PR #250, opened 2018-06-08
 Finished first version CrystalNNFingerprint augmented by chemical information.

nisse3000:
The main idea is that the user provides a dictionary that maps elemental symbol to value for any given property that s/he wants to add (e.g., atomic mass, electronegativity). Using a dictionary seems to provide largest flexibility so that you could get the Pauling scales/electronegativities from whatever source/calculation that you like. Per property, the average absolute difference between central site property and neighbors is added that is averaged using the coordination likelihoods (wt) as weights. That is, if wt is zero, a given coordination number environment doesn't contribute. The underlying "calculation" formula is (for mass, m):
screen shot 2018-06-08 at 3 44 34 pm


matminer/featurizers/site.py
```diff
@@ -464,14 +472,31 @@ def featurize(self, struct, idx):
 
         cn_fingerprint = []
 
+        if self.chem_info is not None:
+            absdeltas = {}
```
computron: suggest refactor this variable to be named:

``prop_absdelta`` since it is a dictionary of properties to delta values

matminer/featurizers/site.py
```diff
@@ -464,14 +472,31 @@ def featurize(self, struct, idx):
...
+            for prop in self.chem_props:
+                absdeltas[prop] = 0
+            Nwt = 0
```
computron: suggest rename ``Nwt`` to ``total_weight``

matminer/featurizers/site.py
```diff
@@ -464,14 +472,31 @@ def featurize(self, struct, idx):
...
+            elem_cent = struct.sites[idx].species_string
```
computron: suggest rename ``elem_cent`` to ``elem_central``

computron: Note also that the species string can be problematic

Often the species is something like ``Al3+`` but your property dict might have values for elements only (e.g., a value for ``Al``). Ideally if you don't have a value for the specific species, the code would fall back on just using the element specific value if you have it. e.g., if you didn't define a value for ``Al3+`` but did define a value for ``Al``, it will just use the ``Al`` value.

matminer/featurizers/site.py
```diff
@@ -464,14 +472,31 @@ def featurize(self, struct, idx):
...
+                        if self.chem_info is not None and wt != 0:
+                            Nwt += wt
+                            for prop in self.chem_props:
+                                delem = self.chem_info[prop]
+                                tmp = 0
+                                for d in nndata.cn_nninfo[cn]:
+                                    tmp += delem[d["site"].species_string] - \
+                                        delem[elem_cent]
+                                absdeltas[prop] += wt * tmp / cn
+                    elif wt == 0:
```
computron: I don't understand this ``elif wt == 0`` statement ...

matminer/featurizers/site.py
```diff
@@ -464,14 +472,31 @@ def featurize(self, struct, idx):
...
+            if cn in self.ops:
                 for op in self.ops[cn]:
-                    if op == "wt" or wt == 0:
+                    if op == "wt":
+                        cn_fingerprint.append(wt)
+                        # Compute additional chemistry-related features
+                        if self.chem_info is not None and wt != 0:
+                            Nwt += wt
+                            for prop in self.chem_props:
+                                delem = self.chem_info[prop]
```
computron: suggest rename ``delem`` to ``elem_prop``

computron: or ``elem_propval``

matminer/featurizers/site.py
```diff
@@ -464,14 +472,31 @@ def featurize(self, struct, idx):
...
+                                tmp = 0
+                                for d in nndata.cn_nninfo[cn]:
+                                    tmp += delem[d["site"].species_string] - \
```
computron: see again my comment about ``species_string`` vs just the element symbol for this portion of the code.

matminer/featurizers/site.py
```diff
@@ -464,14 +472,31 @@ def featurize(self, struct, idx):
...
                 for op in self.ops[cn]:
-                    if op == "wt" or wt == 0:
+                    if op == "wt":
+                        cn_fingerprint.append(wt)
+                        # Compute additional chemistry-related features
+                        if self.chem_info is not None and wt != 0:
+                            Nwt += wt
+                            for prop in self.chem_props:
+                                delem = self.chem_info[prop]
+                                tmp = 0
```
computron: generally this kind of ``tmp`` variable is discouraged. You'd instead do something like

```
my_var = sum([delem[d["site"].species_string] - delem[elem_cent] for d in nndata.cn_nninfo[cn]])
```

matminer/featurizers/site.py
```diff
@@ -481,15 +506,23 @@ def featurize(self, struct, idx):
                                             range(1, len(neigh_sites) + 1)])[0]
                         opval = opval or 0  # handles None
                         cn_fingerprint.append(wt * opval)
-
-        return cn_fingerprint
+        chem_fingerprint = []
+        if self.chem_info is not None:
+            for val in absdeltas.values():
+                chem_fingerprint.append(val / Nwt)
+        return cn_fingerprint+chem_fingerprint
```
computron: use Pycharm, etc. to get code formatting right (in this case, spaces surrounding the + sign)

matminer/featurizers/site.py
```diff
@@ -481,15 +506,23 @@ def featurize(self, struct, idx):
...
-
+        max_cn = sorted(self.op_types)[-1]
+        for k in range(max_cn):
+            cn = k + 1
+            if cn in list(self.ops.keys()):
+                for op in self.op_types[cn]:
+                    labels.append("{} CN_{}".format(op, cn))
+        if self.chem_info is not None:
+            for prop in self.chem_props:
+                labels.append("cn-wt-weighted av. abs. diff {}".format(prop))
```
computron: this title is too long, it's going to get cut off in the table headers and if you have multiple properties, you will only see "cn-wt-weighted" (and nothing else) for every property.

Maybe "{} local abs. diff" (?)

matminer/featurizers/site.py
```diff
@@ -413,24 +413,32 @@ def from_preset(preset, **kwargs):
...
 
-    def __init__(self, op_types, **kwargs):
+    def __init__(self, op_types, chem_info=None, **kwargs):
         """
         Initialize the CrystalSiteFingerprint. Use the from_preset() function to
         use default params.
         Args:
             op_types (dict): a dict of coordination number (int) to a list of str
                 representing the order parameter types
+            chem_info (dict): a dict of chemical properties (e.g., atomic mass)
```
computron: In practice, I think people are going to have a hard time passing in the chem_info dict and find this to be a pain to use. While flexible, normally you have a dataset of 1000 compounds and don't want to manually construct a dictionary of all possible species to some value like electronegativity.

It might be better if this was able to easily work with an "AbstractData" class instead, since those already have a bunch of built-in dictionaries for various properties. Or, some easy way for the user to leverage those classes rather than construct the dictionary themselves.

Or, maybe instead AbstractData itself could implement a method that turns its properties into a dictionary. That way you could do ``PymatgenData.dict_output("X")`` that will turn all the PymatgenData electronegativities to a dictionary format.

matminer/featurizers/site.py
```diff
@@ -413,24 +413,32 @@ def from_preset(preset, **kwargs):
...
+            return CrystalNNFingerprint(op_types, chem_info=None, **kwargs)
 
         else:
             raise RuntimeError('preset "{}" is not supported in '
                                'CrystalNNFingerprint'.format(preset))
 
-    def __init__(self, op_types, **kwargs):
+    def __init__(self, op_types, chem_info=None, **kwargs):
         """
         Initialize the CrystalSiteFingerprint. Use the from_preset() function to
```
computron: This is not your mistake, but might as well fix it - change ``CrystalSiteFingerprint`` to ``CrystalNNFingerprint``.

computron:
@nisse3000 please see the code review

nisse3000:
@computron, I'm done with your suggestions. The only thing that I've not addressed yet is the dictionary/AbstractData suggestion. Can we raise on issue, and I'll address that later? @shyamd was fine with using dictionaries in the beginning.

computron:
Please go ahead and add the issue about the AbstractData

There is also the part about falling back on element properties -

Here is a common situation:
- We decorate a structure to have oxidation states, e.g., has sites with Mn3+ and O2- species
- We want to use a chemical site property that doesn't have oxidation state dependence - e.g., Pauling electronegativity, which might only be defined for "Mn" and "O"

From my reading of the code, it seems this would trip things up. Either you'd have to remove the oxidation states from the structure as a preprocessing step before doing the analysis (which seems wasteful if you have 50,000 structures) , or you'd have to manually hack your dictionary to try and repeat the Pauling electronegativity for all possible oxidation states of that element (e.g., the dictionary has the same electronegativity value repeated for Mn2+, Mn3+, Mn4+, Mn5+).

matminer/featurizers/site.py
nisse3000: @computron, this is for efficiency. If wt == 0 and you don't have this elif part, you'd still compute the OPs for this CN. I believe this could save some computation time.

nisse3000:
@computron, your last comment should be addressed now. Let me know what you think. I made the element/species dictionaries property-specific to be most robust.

==

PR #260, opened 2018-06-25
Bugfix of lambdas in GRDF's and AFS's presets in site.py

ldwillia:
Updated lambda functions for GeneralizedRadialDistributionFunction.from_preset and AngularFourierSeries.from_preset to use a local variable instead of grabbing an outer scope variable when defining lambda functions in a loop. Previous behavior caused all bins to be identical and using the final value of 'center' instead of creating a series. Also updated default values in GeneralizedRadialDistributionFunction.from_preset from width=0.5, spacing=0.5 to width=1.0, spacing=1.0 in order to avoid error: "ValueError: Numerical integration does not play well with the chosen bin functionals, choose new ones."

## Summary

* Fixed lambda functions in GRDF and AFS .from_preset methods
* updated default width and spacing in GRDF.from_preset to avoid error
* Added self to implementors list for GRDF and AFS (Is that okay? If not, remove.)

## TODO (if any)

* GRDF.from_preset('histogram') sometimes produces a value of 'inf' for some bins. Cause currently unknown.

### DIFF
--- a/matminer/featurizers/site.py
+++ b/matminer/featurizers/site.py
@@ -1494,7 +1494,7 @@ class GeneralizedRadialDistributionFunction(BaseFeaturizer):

▶ [Exercise aim]: The required answer is the number of lines in the listing above that contain the word "append", with nothing added.

▶ [Solution for this exercise]: 6